Work instructions – Work out the count of lines in the listing below that include "CompletionFuzzy". Give that count alone.

Data listing –

PR #4220, opened 2022-08-03
adding AmmoniteFileCompletions for scala 3

### LINKED ISSUE #4201: [Scala 3] File completions for Ammonite
Ammonite allows to import symbols from other file using `import $file` syntax, for example:
```scala
import $file.dir.otherFile
```

This is already supported for Scala 2 in https://github.com/scalameta/metals/blob/main/mtags/src/main/scala-2/scala/meta/internal/pc/completions/AmmoniteCompletions.scala

And tests are available in:
https://github.com/scalameta/metals/blob/main/tests/unit/src/main/scala/tests/BaseAmmoniteSuite.scala#L224

and are currently ignored for Scala 3.

We should extract some of the logic to a separate trait from AmmoniteCompletions and reused the same logic for Scala 3.

vzmerr:
It resolves #4201 

- It takes the workspace path of the `ScalaPresentationCompiler` and provides it to` CompletionsProvider` and ultimately the `AmmoniteFileCompletions`

- It utilises the same logic and code as in Scala 2 AmmoniteCompletions with the goal of making the tests for `Ammonite3Suite` pass

### DIFF
--- a/mtags/src/main/scala-3/scala/meta/internal/pc/completions/AmmoniteFileCompletions.scala
+++ b/mtags/src/main/scala-3/scala/meta/internal/pc/completions/AmmoniteFileCompletions.scala
@@ -13,6 +13,8 @@ import scala.meta.io.AbsolutePath
 import dotty.tools.dotc.ast.tpd.Tree
 import dotty.tools.dotc.ast.tpd.*
 import dotty.tools.dotc.ast.untpd.ImportSelector
+import dotty.tools.dotc.core.Contexts.Context
+import dotty.tools.dotc.core.StdNames.*
 import org.eclipse.{lsp4j as l}
 
 object AmmoniteFileCompletions:
@@ -22,7 +24,7 @@ object AmmoniteFileCompletions:
       case Select(qual, name) =>
         val pathPart = name.toString()
         translateImportToPath(qual) + "/" + {
-          if pathPart == "$up" then ".."
+          if pathPart == "^" then ".."
           else pathPart
         }
       case Ident(_) =>
@@ -32,11 +34,11 @@ object AmmoniteFileCompletions:
   def contribute(
       select: Tree,
       selector: List[ImportSelector],
-      editRange: l.Range,
+      posRange: l.Range,
       rawPath: String,
       workspace: Option[Path],
       rawFileName: String,
-  ): List[CompletionValue] =
+  )(using Context): List[CompletionValue] =
 
     val fileName = rawFileName
       .split("/")
@@ -47,18 +49,22 @@ object AmmoniteFileCompletions:
       .split("\\$file")
       .toList
 
+    val editRange = selector.headOption.map { sel =>
+      if sel.sourcePos.span.isZeroExtent then posRange
+      else sel.imported.sourcePos.toLSP
+    }
     val query = selector.collectFirst { case sel: ImportSelector =>
-      sel.name.toString.replace(Cursor.value, "")
-
+      if sel.name.isEmpty || sel.name == nme.ERROR then ""
+      else sel.name.toString.replace(Cursor.value, "")
     }
 
     def parent =
       val name = "^"
 
       CompletionValue.FileSystemMember(
-        isDirectory = true,
         name,
         editRange,
+        isDirectory = true,
       )
 
     (split, workspace) match
@@ -70,24 +76,20 @@ object AmmoniteFileCompletions:
           current.getParent.resolve(importPath)
         )
         val parentTextEdit =
-          if query
-              .exists(
-                _.isEmpty()
-              ) && currentPath.parentOpt.isDefined && currentPath.isDirectory
+          if query.exists(_.isEmpty()) &&
+            currentPath.parentOpt.isDefined && currentPath.isDirectory
           then List(parent)
           else Nil
         currentPath.list.toList
           .filter(_.filename.stripSuffix(".sc") != fileName)
           .collect {
             case file
-                if (file.isDirectory || file.isAmmoniteScript) && query
-                  .exists(
-                    CompletionFuzzy.matches(_, file.filename)
-                  ) =>
+                if (file.isDirectory || file.isAmmoniteScript) &&
+                  query.exists(CompletionFuzzy.matches(_, file.filename)) =>
               CompletionValue.FileSystemMember(
-                isDirectory = file.isDirectory,
                 file.filename,
                 editRange,
+                isDirectory = file.isDirectory,
               )
           } ++ parentTextEdit
       case _ =>
--- a/mtags/src/main/scala-3/scala/meta/internal/pc/completions/AmmoniteFileCompletions.scala
+++ b/mtags/src/main/scala-3/scala/meta/internal/pc/completions/AmmoniteFileCompletions.scala
@@ -1,0 +1,97 @@
+package scala.meta.internal.pc
+package completions
+
+import java.nio.file.Path
+import java.{util as ju}
+
+import scala.collection.JavaConverters.*
+
+import scala.meta.internal.mtags.MtagsEnrichments.*
+import scala.meta.internal.pc.AutoImports.AutoImport
+import scala.meta.io.AbsolutePath
+
+import dotty.tools.dotc.ast.tpd.Tree
+import dotty.tools.dotc.ast.tpd.*
+import dotty.tools.dotc.ast.untpd.ImportSelector
+import org.eclipse.{lsp4j as l}
+
+object AmmoniteFileCompletions:
+
+  private def translateImportToPath(tree: Tree): String =
+    tree match
+      case Select(qual, name) =>
+        val pathPart = name.toString()
+        translateImportToPath(qual) + "/" + {
+          if pathPart == "$up" then ".."
+          else pathPart
+        }
+      case Ident(_) =>
+        ""
+      case _ => ""
+
+  def contribute(
+      select: Tree,
+      selector: List[ImportSelector],
+      editRange: l.Range,
+      rawPath: String,
+      workspace: Option[Path],
+      rawFileName: String,
+  ): List[CompletionValue] =
+
+    val fileName = rawFileName
+      .split("/")
+      .last
+      .stripSuffix(".amm.sc.scala")
+
+    val split = rawPath
+      .split("\\$file")
+      .toList
+
+    val query = selector.collectFirst { case sel: ImportSelector =>
+      sel.name.toString.replace(Cursor.value, "")
+
+    }
+
+    def parent =
+      val name = "^"
+
+      CompletionValue.FileSystemMember(
+        isDirectory = true,
+        name,
+        editRange,
+      )
+
+    (split, workspace) match
+      case (_ :: script :: Nil, Some(workspace)) =>
+        // drop / or \
+        val current = workspace.resolve(script.drop(1))
+        val importPath = translateImportToPath(select).drop(1)
+        val currentPath = AbsolutePath(
+          current.getParent.resolve(importPath)
+        )
+        val parentTextEdit =
+          if query
+              .exists(
+                _.isEmpty()
+              ) && currentPath.parentOpt.isDefined && currentPath.isDirectory
+          then List(parent)
+          else Nil
+        currentPath.list.toList
+          .filter(_.filename.stripSuffix(".sc") != fileName)
+          .collect {
+            case file
+                if (file.isDirectory || file.isAmmoniteScript) && query
+                  .exists(
+                    CompletionFuzzy.matches(_, file.filename)
+                  ) =>
+              CompletionValue.FileSystemMember(
+                isDirectory = file.isDirectory,
+                file.filename,
+                editRange,
+              )
+          } ++ parentTextEdit
+      case _ =>
+        Nil
+    end match
+  end contribute
+end AmmoniteFileCompletions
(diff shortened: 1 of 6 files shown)


tests/unit/src/main/scala/tests/BaseAmmoniteSuite.scala
```diff
@@ -220,97 +220,95 @@ abstract class BaseAmmoniteSuite(scalaVersion: String)
     } yield ()
   }
 
-  if (scalaVersion != V.ammonite3)
```
vzmerr, line 223: Note for the reviewers: the body of the test is not changed at all. I only removed the condition for excluding Scala 3

tests/unit/src/main/scala/tests/BaseAmmoniteSuite.scala
```diff
@@ -220,97 +220,95 @@ abstract class BaseAmmoniteSuite(scalaVersion: String)
...
-                                    |others""".stripMargin
-        completionList <- server.completion(
-          "b/otherMain.sc",
-          "import $file.other@@",
-        )
-        _ = assertNoDiff(completionList, expectedCompletionList)
-
-      } yield ()
-    }
+  test("file-completion") {
```
vzmerr, line 223: Note for the reviewers: the body of the test is not changed at all. I only removed the condition for excluding Scala 3

tests/unit/src/main/scala/tests/BaseAmmoniteSuite.scala
```diff
@@ -220,97 +220,95 @@ abstract class BaseAmmoniteSuite(scalaVersion: String)
...
+      expectedCompletionList = """|other.sc
+                                  |otherScript.sc
+                                  |others""".stripMargin
+      completionList <- server.completion(
+        "b/otherMain.sc",
+        "import $file.other@@",
+      )
+      _ = assertNoDiff(completionList, expectedCompletionList)
 
-  if (scalaVersion != V.ammonite3)
```
vzmerr, line 279: Note for the reviewers: the body of the test is not changed at all. I only removed the condition for excluding Scala 3

tests/unit/src/main/scala/tests/BaseAmmoniteSuite.scala
```diff
@@ -220,97 +220,95 @@ abstract class BaseAmmoniteSuite(scalaVersion: String)
...
-          "import $file.foos.Script@@",
-        )
-        _ = assertNoDiff(completionList, expectedCompletionList)
-
-      } yield ()
-    }
+    } yield ()
+  }
+
+  test("file-completion-path") {
```
vzmerr, line 278: Note for the reviewers: the body of the test is not changed at all. I only removed the condition for excluding Scala 3

mtags/src/main/scala-3/scala/meta/internal/pc/completions/AmmoniteFileCompletions.scala
```diff
@@ -0,0 +1,127 @@
...
+import dotty.tools.dotc.core.Types.Type
+import dotty.tools.dotc.interactive.Interactive
+import dotty.tools.dotc.interactive.InteractiveDriver
+import dotty.tools.dotc.util.SourceFile
+import dotty.tools.dotc.util.SourcePosition
+import dotty.tools.dotc.util.Spans.Span
+import org.eclipse.{lsp4j as l}
+
+object AmmoniteFileCompletions:
+  val CURSOR = "_CURSOR_"
```
tgodzik, line 42:
```suggestion
  val CURSOR = "CURSOR"
```
It's adifferent name in Scala 3. Probably best to move it to a separate object. It's defined in CompletionsProvider:145

mtags/src/main/scala-3/scala/meta/internal/pc/completions/AmmoniteFileCompletions.scala
```diff
@@ -0,0 +1,127 @@
...
+      val split = rawPath
+        .split("\\$file")
+        .toList
+
+      val query = selector.collectFirst {
+        case sel: ImportSelector if sel.name.toString().contains(CURSOR) =>
+          sel.name.toString.replace(CURSOR, "")
+
+        case sel: ImportSelector =>
+          sel.name.toString
```
tgodzik, line 79:
```suggestion
        case sel: ImportSelector =>
          sel.name.toString.replace(CURSOR, "")

```
The result should be the same.

mtags/src/main/scala-3/scala/meta/internal/pc/completions/AmmoniteFileCompletions.scala
```diff
@@ -0,0 +1,127 @@
...
+                CompletionValue.FileSystemMember(
+                  isDirectory = file.isDirectory,
+                  file.filename,
+                  editRange,
+                )
+            } ++ parentTextEdit
+        case _ =>
+          Nil
+      end match
+    catch
```
tgodzik, line 123: No need to catch it here, it should be caught in the CompilerAccess and shown properly.

mtags/src/main/scala-3/scala/meta/internal/pc/completions/CompletionsProvider.scala
```diff
@@ -318,7 +322,7 @@ class CompletionsProvider(
         mkItem(label, text.getOrElse(label))
       case CompletionValue.Document(label, doc, desc) =>
         mkItem(label, doc, filterText = Some(desc))
-      case _ =>
+      case _ => // TODO check if CompletionValue.FileSystemMember should be covered separately
```
tgodzik, line 325:
```suggestion
      case _ =>
```
I think it should be fine as long as it works.

tgodzik (changes requested):
Great work! I left a couple of comments, but nothing major.

mtags/src/main/scala-3/scala/meta/internal/pc/completions/CompletionValue.scala
```diff
@@ -64,6 +65,8 @@ sealed trait CompletionValue:
         printer.tpe(tpe)
       case CompletionValue.Document(_, _, desc) => desc
       case _: CompletionValue.Keyword => ""
+      case fileSysMem @ CompletionValue.FileSystemMember(one, two, three) =>
```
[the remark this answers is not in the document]
vzmerr: I remember the tests were failing until I added this, because the result of the test was the whole `FileSystemMember` with all the fields instead of just the label.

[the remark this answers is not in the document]
tgodzik:
```suggestion
      case _: CompletionValue.FileSystemMember => ""
```
maybe then

mtags/src/main/scala-3/scala/meta/internal/pc/completions/CompletionsProvider.scala
```diff
@@ -330,3 +336,6 @@ class CompletionsProvider(
     end match
   end completionItems
 end CompletionsProvider
+
+case object Scala3CursorString:
+  val value = "CURSOR"
```
vzmerr, line 341: cursor came here

tgodzik: Maybe we could put it into Completions companion object under `CURSOR` value?

vzmerr: It won't be a big improvement, would it? Since it is used only in `CompletionProvider` and `AmmoniteFileCompletion`

tgodzik: I don't think we need the additional `Scala3CursorString` object. 

Alternatively, you could rename it to `Cursor`  Scala3 part is redundant since we are in Scala 3 sources and String is not really true since it's an object

vzmerr: done

mtags/src/main/scala-3/scala/meta/internal/pc/completions/AmmoniteFileCompletions.scala
```diff
@@ -0,0 +1,120 @@
...
+import dotty.tools.dotc.core.StdNames
+import dotty.tools.dotc.core.SymDenotations.SymDenotation
+import dotty.tools.dotc.core.Symbols.NoSymbol
+import dotty.tools.dotc.core.Symbols.Symbol
+import dotty.tools.dotc.core.Types.Type
+import dotty.tools.dotc.interactive.Interactive
+import dotty.tools.dotc.interactive.InteractiveDriver
+import dotty.tools.dotc.util.SourceFile
+import dotty.tools.dotc.util.SourcePosition
+import dotty.tools.dotc.util.Spans.Span
```
tanishiking, line 38: Looks like those are unused imports?
```suggestion
```

mtags/src/main/scala-3/scala/meta/internal/pc/completions/AmmoniteFileCompletions.scala
```diff
@@ -0,0 +1,120 @@
...
+
+import scala.meta.internal.mtags.MtagsEnrichments.*
+import scala.meta.internal.pc.AutoImports.AutoImport
+import scala.meta.internal.pc.AutoImports.AutoImportsGenerator
+import scala.meta.internal.pc.printer.MetalsPrinter
+import scala.meta.io.AbsolutePath
+import scala.meta.pc.OffsetParams
+import scala.meta.pc.PresentationCompilerConfig
+import scala.meta.pc.PresentationCompilerConfig.OverrideDefFormat
+import scala.meta.pc.SymbolSearch
```
tanishiking, line 17: unused (I wish Scala3 compiler could have a flag to detect unused imports in the near future 😭 )

```suggestion
import scala.meta.io.AbsolutePath
```

mtags/src/main/scala-3/scala/meta/internal/pc/completions/CompletionsProvider.scala
tanishiking: Not a strong opinion, but I'm wondering why we wrap the cursor by `case object Cursor` instead of just defining the constant value `CURSOR`? I don't think there would have other members under `Cursor` case object other than `value`.

tanishiking (commented):
I left some nitpick comments, but otherwise looks good to me :tada:

mtags/src/main/scala-3/scala/meta/internal/pc/completions/AmmoniteFileCompletions.scala
vzmerr: Oh, I wonder why Scalafix has not removed them, already🧐
Thanks for pointing it out!

mtags/src/main/scala-3/scala/meta/internal/pc/completions/CompletionsProvider.scala
vzmerr: hmm, currently it is accessed by both `CompletionProvider` and `AmmoniteFileCompletion`, so if defined as a constant, it had to be passed all along the way as an argument from `CompletionProvider` through `Completions` to reach `AmmoniteFileCompletion` as a value. Or, it could be wrapped in an object to be statically available where it is needed.

vzmerr:
@tgodzik I wonder if it would be a good idea to have a "releasable" main branch in addition to the current main. That way, we would be able to merge and test features by a week or two sooner?

tgodzik:
> @tgodzik I wonder if it would be a good idea to have a "releasable" main branch in addition to the current main. That way, we would be able to merge and test features by a week or two sooner?

Maybe we could do that next time? But I feel like it's also fine to just postpone merging for a while.

mtags/src/main/scala-3/scala/meta/internal/pc/completions/AmmoniteFileCompletions.scala
```diff
@@ -0,0 +1,99 @@
...
+    val fileName = rawFileName
+      .split("/")
+      .last
+      .stripSuffix(".amm.sc.scala")
+
+    val split = rawPath
+      .split("\\$file")
+      .toList
+
+    val editRange = selector.headOption.map { sel =>
```
tgodzik, line 52: I adjusted the ranges since the completions seemed to not be inserted correctly and only appended to the end.

mtags/src/main/scala-3/scala/meta/internal/pc/completions/AmmoniteFileCompletions.scala
```diff
@@ -0,0 +1,99 @@
...
+import org.eclipse.{lsp4j as l}
+
+object AmmoniteFileCompletions:
+
+  private def translateImportToPath(tree: Tree): String =
+    tree match
+      case Select(qual, name) =>
+        val pathPart = name.toString()
+        translateImportToPath(qual) + "/" + {
+          if pathPart == "^" then ".."
```
tgodzik, line 27: Fixed this one since Dotty doesn't change `^` into `$up`

mtags/src/main/scala-3/scala/meta/internal/pc/completions/CompletionValue.scala
```diff
@@ -120,6 +121,14 @@ object CompletionValue:
   case class Keyword(label: String, override val insertText: Option[String])
       extends CompletionValue
 
+  case class FileSystemMember(
+      filename: String,
```
tgodzik, line 125: I simplified FileSystemMember a bit

tgodzik (approved):
I managed to test it and there were two smaller issues I fixed, so it looks to be working correctly now.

Result of the exercise – 3